Lead-acid batteries get topped off with distilled water, tested for state of charge, and either pulled and stored in a heated space at full charge or left aboard on a maintainer. Below 50% state of charge, a lead-acid battery's electrolyte freezes around 18°F, which destroys it. A fully charged lead-acid battery does not freeze until below –75°F.
AGM and lithium banks behave differently. AGM is more forgiving on temperature but still benefits from a maintainer. Lithium (LiFePO4) should not be charged below 32°F — most marine lithium batteries have an internal heater or a low-temperature charge cutoff, but the BMS settings need to be verified before storage. We have seen lithium banks killed in spring by maintainers that defeated the low-temp cutoff.
The shore power cord and inlet get inspected, the cord is coiled and stored inside, and the inlet gets a desiccant cap. Battery switches go to OFF unless a bilge pump or security system needs continuous power.
Electronics and connectivity.
Chartplotters, radar domes, autopilots, and AIS units stay aboard but should be covered or removed from harsh-exposure positions. We pull cockpit-mounted displays where practical — a high-value MFD stored in the salon overwinter holds value better than one that sits under shrink-wrap with morning condensation.

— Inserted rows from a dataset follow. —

PR #802, opened 2023-03-30
docs: add workflow dispatch inputs

mederka:


chamini2:
is this still valid?

mederka:
> is this still valid?

Hi @chamini2, yes! It would be great if we could deploy docs with workflow dispatch.

chamini2 (approved):

chamini2:
Sounds gret

PR #814, opened 2023-04-12
feat(dbt-fal): adapt to new 1.5 dbt changes

chamini2:
## Description
Refactor and adapt DB profile loading for dbt-fal.
It mostly follows the same ideas adapted to some changes on how flags are loaded and avoiding a new parser for some checks.
In general this is a better implementation than before but does not really take advantage of any new API introduced in 1.5

Other good thing with this change is that now running `dbt run` on the integration test projects does not need a `temp_dir` env var being set, becuase it handles it exclusively for behave.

Starlink hardware deserves its own decision. The full Helm protocol for Starlink-equipped boats is in our Starlink winterization article, but the short version: the antenna can stay mounted — it is IP67 rated — but the router and cable management get pulled and stored dry. Owners who leave the router aboard for "convenience" are the ones who discover in April that mice ate through the cable insulation.

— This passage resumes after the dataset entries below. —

PR #829, opened 2023-04-20
fix(fal): profiles without default targets

mederka:


mederka:
> awesome, maybe we can "test" this sort of stuff by changing some profiles.yml to use default (was that the repro case?)

That's a great idea!

PR #278, opened 2026-07-16
PACK: surface client-side cometd errors

yota88:
Cometd errors from client weren't being surfaced due to being dropped, since client-side errors are added as a separate field during runtime.


packages/state/foundry-event/src/__tests__/EventServiceCometD.errorSurfacing.test.ts
```diff
@@ -0,0 +1,221 @@
+/*
+ * Copyright 2025 Palantir Technologies, Inc. All rights reserved.
```
zerovox:
```suggestion
 * Copyright 2026 Palantir Technologies, Inc. All rights reserved.
```

zerovox (approved):

packages/state/foundry-event/src/__tests__/EventServiceCometD.errorSurfacing.test.ts
yota88: claude is losing its memory

yota88:
test??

Canvas, upholstery, and interior.
Bimini and dodger canvas comes off the boat, gets a freshwater rinse, dries fully, and goes into climate-controlled storage. Storing canvas under shrink-wrap is a recipe for mold. Same for cushions — every removable cushion comes off the boat and stores indoors.
Interior moisture management is the difference between a fresh boat in April and a moldy one. We place desiccant tubs in every closed compartment, leave every locker and refrigerator door propped open, and remove all soft goods, towels, and food. A small electric dehumidifier on a humidistat in the salon is the right approach for in-the-water storage.
Shrink-wrap and cover.
Shrink-wrap is the standard for outdoor storage in CT. A proper shrink-wrap job is not just plastic stretched over a boat — it is heat-shrunk to the hull, framed to shed snow load, vented to prevent condensation, and zippered for owner access. Cheap shrink-wrap jobs fail under the second February nor'easter, and the boat takes water through the cockpit drains all winter.

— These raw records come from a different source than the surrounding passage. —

PR #294, opened 2026-07-21
Record validation and error propagation

yota88:
Validates record snapshots against their model’s Zod schema before exposing them to consumers. Corrupted records are withheld from onChange, surfaced through dedicated validation APIs, and automatically recover when repaired.

Persisted Yjs state can become partial or corrupted and no longer match the TypeScript type promised by its model. Previously, that invalid data could reach consumers or throw during snapshot computation, potentially interrupting other record notifications.

### DIFF
--- a/packages/document-schema/model-types/src/types/RecordValidation.ts
+++ b/packages/document-schema/model-types/src/types/RecordValidation.ts
@@ -1,5 +1,5 @@
 /*
- * Copyright 2025 Palantir Technologies, Inc. All rights reserved.
+ * Copyright 2026 Palantir Technologies, Inc. All rights reserved.
  *
  * Licensed under the Apache License, Version 2.0 (the "License");
  * you may not use this file except in compliance with the License.
--- a/packages/document-schema/model-types/src/types/RecordValidation.ts
+++ b/packages/document-schema/model-types/src/types/RecordValidation.ts
@@ -1,0 +1,62 @@
+/*
+ * Copyright 2025 Palantir Technologies, Inc. All rights reserved.
+ *
+ * Licensed under the Apache License, Version 2.0 (the "License");
+ * you may not use this file except in compliance with the License.
+ * You may obtain a copy of the License at
+ *
+ *     http://www.apache.org/licenses/LICENSE-2.0
+ *
+ * Unless required by applicable law or agreed to in writing, software
+ * distributed under the License is distributed on an "AS IS" BASIS,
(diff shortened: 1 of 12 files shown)


packages/document-schema/model-types/src/types/RecordValidation.ts
```diff
@@ -0,0 +1,62 @@
+/*
+ * Copyright 2025 Palantir Technologies, Inc. All rights reserved.
```
zerovox:
```suggestion
 * Copyright 2026 Palantir Technologies, Inc. All rights reserved.
```

packages/state/core/src/__tests__/RecordValidation.test.ts
```diff
@@ -0,0 +1,724 @@
+/*
+ * Copyright 2025 Palantir Technologies, Inc. All rights reserved.
```
zerovox:
```suggestion
 * Copyright 2026 Palantir Technologies, Inc. All rights reserved.
```

packages/state/react/src/hooks/useRecord.ts
```diff
@@ -14,13 +14,19 @@
...
 import { useEffect, useState } from "react";
 
 type UseRecordResult<M extends Model> =
-  | { status: "loading"; data: undefined }
-  | { status: "loaded"; data: ModelData<M> }
-  | { status: "deleted"; data: undefined };
+  | { status: "loading"; data: undefined; error?: undefined }
+  | { status: "loaded"; data: ModelData<M>; error?: undefined }
+  | { status: "deleted"; data: undefined; error?: undefined }
+  | { status: "invalid"; data: undefined; error: RecordValidationError };
```
zerovox, line 29: It feels rough this is now something every developer will have to consider. Do we believe that corrupt records is a thing we're going to be handling long term? Or just short term while we're debugging why these records creep in?

yota88: i agree it's not an extra case they should have to consider, i think if we end up identifying how this inconsistent record state is is possible we could remove the observability. i think the issue still stands that there needs to be some guard on this happening, otherwise FE will assume the type checking is enforcing the records are consistent in their shape when received over the wire.

yota88: i could either remove/hide this subscription or comment that it's for debugging. maybe the better question is, regardless of how an inconsistent record could happen, how to guard and safely observe it in the event that it does happen?

zerovox (approved):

We coordinate shrink-wrap through partners who do hundreds of boats per year — the volume operators know how to vent (two vents minimum, one near the bow and one near the stern), how to frame (PVC strapping on the deck, not just on the hull), and how to leave a properly zippered access panel for spring inspection.
For boats stored indoors or under permanent boathouse cover, a quality canvas cover sized to the boat is the right answer. Shrink-wrap in indoor heated storage creates trapped humidity issues.